▸ About this task
Find how many lines below hold "really", and give that number as the entire answer.

▸ Source material
PR #2954, opened 2021-09-22
Nested dropdowns and refactor of closeable components

### LINKED ISSUE #1559: Nested Dropdowns malfunctioning
**Describe the bug**
I am trying to nest BarDropdown according to the example at [https://blazorise.com/docs/components/bar/#nested-dropdowns](https://blazorise.com/docs/components/bar/#nested-dropdowns)
When clicking "Nested toggler" the entire dropdown collapses.

**To Reproduce**
1. Add the code from the example
2. Click on the nested menu item "Nested toggler"
3. The entire dropdown disappears and no sub-items are displayed.

**Expected behavior**
The expected behavior is for the nested submenuitem "Nested item" to be displayed.

### LINKED ISSUE #2138: Escape key in Autocomplete component closes Modal
**Describe the bug**
While typing in the Autocomplete text box that is present in an open Modal, the escape key propagates up to the Modal. The result is that the Autocomplete clears its value, but the Modal also closes.

**To Reproduce**
1. Embed an Autocomplete with some options in a Modal 
2. Open the Modal
3. Start typing in the Autocomplete and have some autocomplete options appear
4. Press the Escape key on your keyboard

**Expected behavior**
I expect that the Autocomplete will clear its value, and that the Modal will stay open. The Autocomplete does clear its value, but the event propagates to the Modal and the Modal closes.

### LINKED ISSUE #2551: Refactor closable components
Affected components

- Modal
- Dropdown
- BarDropdown
- Select (AntDesign)

Currently, all our closable components are tracked using the JS once they are in an `open` state. The component will close if it loses focus or the user press `Escape` key. What is problematic is how we detect lost focus. We do it by checking elementId, from the opened component and the one we clicked on. With this, it is impossible to do any nesting of the closable components.

The only way to fix is to refactor the entire code and implement some new way of opening and closing states.

Once done it should fix

- #2138 Escape key in Autocomplete component closes Modal
- #1559 Nested Dropdowns malfunctioning

David-Moreira:
closes #2551 Refactor closable components
closes #1559 Nested Dropdowns malfunctioning
closes #2138 Escape key in Autocomplete component closes Modal


stsrki:
Looking good so far. Bootstrap is working nice. AntDesign is broken and the dropdown is not closing when you click outside of the menu. You will probably need to add mouse events to handle the `ShouldClose` boolean. Also `ShouldClose` naming feels strange but I cannot think of a better alternative 🤔

The same approach would have to be done for the `BarDropdown` component, in Horizontal mode. You can do it once we settle on the final version for regular Dropdown.

David-Moreira:
CanClose or MayClose? :O

Source/Extensions/Blazorise.Components/Autocomplete.razor
```diff
@@ -34,6 +34,8 @@
 
         @if ( DropdownVisible )
         {
+            JSRunner.RegisterClosableComponent( dotNetObjectRef, ElementRef );
```
stsrki, line 37: Just noticed this. Isn't it _dangerous_ to call JS async code in here? And it could potentially be called every time a component is rendered. We need to check for a boolean value jsRegistered to make sure it is registered only once. And possibly make use of `ExecuteAfterRender`.

PR #2957, opened 2021-09-22
Refactor Modal Visible parameter and state management

### LINKED ISSUE #1359: Modal - Show event

### LINKED ISSUE #2810: Modal Closing is an Action instead of an EventCallback

stsrki:
closes #2810 Modal Closing is an Action instead of an EventCallback
closes #1359 Modal - Show event

I have refactored the `Visible` parameter and `Closing` event. Instead of doing all the logic in the `Visible` setter, I have moved it to the `SetParametersAsync` lifecycle.

- The benefit of this is that the `Closing` event can now be properly awaited.
- The disadvantage is that `Visible` is used only as a hint for us that the parameter was received by the Blazot lifecycle. It should never be used directly as that would leave it in a bad state, eg. `modal.Visible = true`.

This will also come in handy for #1359

### DIFF
--- a/Source/Blazorise.Bulma/wwwroot/blazorise.bulma.js
+++ b/Source/Blazorise.Bulma/wwwroot/blazorise.bulma.js
@@ -24,7 +24,11 @@ window.blazoriseBulma = {
     modal: {
         open: (element, scrollToTop) => {
             if (scrollToTop) {
-                element.querySelector('.modal-card-body').scrollTop = 0;
+                const modalBody = element.querySelector('.modal-card-body');
+
+                if (modalBody) {
+                    modalBody.scrollTop = 0;
+                }
             }
         },
         close: (element) => {
--- a/Source/Blazorise/Components/Modal/Modal.razor.cs
+++ b/Source/Blazorise/Components/Modal/Modal.razor.cs
@@ -68,17 +68,11 @@ namespace Blazorise
             {
                 if ( visibleResult == true && await IsSafeToOpen() )
                 {
-                    state = state with { Visible = true };
-
-                    HandleVisibilityStyles( true );
-                    RaiseEvents( true );
+                    SetVisibleState( true );
                 }
                 else if ( visibleResult == false && await IsSafeToClose() )
                 {
-                    state = state with { Visible = false };
-
-                    HandleVisibilityStyles( false );
-                    RaiseEvents( false );
+                    SetVisibleState( false );
                 }
                 else
                 {
@@ -180,10 +174,7 @@ namespace Blazorise
 
             if ( await IsSafeToOpen() )
             {
-                state = state with { Visible = true };
-
-                HandleVisibilityStyles( true );
-                RaiseEvents( true );
+                SetVisibleState( true );
 
                 await InvokeAsync( StateHasChanged );
             }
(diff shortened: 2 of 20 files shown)


Source/Blazorise.Bulma/wwwroot/blazorise.bulma.js
```diff
@@ -24,7 +24,11 @@ window.blazoriseBulma = {
     modal: {
         open: (element, scrollToTop) => {
             if (scrollToTop) {
-                element.querySelector('.modal-card-body').scrollTop = 0;
+                const modalBody = element.querySelector('.modal-card-body');
```
David-Moreira, line 27: Forgot material.js?

Source/Blazorise/Components/Modal/Modal.razor.cs
```diff
@@ -61,6 +61,32 @@ public partial class Modal : BaseComponent, ICloseActivator
...
+                    HandleVisibilityStyles( true );
+                    RaiseEvents( true );
+                }
+                else if ( visibleResult == false && await IsSafeToClose() )
+                {
+                    state = state with { Visible = false };
+
+                    HandleVisibilityStyles( false );
+                    RaiseEvents( false );
+                }
```
David-Moreira: If these are always done in 'bulk' maybe you can extract these into a method with a bool argument?

David-Moreira (changes requested):
Tested on bootstrap, looking good.

Update Doc Attributes, `Closing` is now wrong? Also missing alot of attributes.
image

Two async calls, setup Async?
image

Could `Opening` and `Closing` be EventCallbacks? Or you think it's not worth it?
Also if there's a `Closed` EventCallback, maybe we should introduce an `Opened` EventCallback?
image

Source/Blazorise.Bulma/wwwroot/blazorise.bulma.js
stsrki: Done

njannink:
Since setting the Visible paramater isn't really a good idea, because it will leave the component in a bad state. Wouldnt it be better to make the setter private or protected?

stsrki:
> Since setting the Visible parameter isn't really a good idea, because it will leave the component in a bad state. Wouldnt it be better to make the setter private or protected?

Every parameter must be made public and that is Blazor constraint. Otherwise, it will not compile. With the changes in this PR the use of the `Visible` parameter is made in the right way. Meaning it can only be defined declaratively. And if you need to define it imperatively, you still have the option to use `Show()` and `Hide()`.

▸ Expected answer
2